Manage payroll challenges

To reduce HR challenges in mergers and acquisitions, you'll need to consider several factors when you add payroll into the mix. Tripathi suggests deciding how you will define a work week, a workday, work shift, pay frequency and pay day first. From there, you can look into other details, such potential changes to your security access rules, gross-to-net calculations, paperless processes, direct deposits, manual checks, pay cards, pay statements, Form W-2 processing, check reconciliation, positive pay and benefits integration. Checking that tax compliance and registration are in order is also critical, because you may need to meet regulatory requirements across different states or jurisdictions.

Proper payroll process integration is key to ensuring that employee paychecks and salaries look the same after the M&A. Tools and technology integration will be important as well, so you will likely need to compare employee and manager self-service tools, call centers, web portals and mobile apps across organizations.

Also, consider tax compliance, tax registration as new states and jurisdictions may be a part of M&A.

Finally review vendors and processes for garnishment as well as W-2 processing and other monthly, quarterly and annual processes including key metrics and service level agreements.

Tripathi advises HR leaders to remain mindful of onboarding and new hire processes, the effective dates of all plans, and termination dates as you make M&A payroll decisions.

Address potential culture clash

"Remember that mergers, acquisitions and divestitures play a crucial role in shaping an organization's business portfolio for long-term gains; they generally fail due to inadequate strategy, communication and employee retention issues," says Tripathi.

Many HR challenges in mergers and acquisitions will require you to ensure that culture integration during the M&A process is positively influencing your organization's productivity and profitability. To that end, carefully draft all internal messaging and adopt a transparent communication strategy to minimize disruption.
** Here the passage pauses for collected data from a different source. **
PR #7236, opened 2024-11-12
feat: add telemetry commands

emily-shen:
Fixes [DEVX-1480](https://jira.cfdata.org/browse/DEVX-1480)

Adds new `wrangler telemetry disable` and `wrangler telemetry enable` commands which globally toggle telemetry collection across all projects on that machine.

Adds a new `wrangler telemetry status` command which shows the current telemetry setting, resolved to the current project.

With send_metrics set in wrangler.toml
Screenshot 2024-11-15 at 09 44 59

With WRANGLER_SEND_METRICS environment variable set
Screenshot 2024-11-15 at 09 45 20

According to Tripathi, "Lack of communication around timing, expectations, roles and responsibilities, as well as next steps can lead to employee distrust and lack of engagement." Combining companies with misaligned cultures can result in low morale, reduced productivity, diminished performance, inconsistent customer service, departure of key talent, revenue/profit loss and tarnished brand image.

To make sure you are reaching everyone, Tripathi suggests getting a list of employees who are on leaves of absence, COBRA, short-term disability, long-term disability or worker's comp before you begin communications.

Tripathi recommends that businesses "think about what employees would lose and what they would gain" as a result of consolidation. And most importantly, what is the employee experience. By adopting this mindset, organizations can solidify cultural integration efforts and work toward conducting a successful merger or acquisition.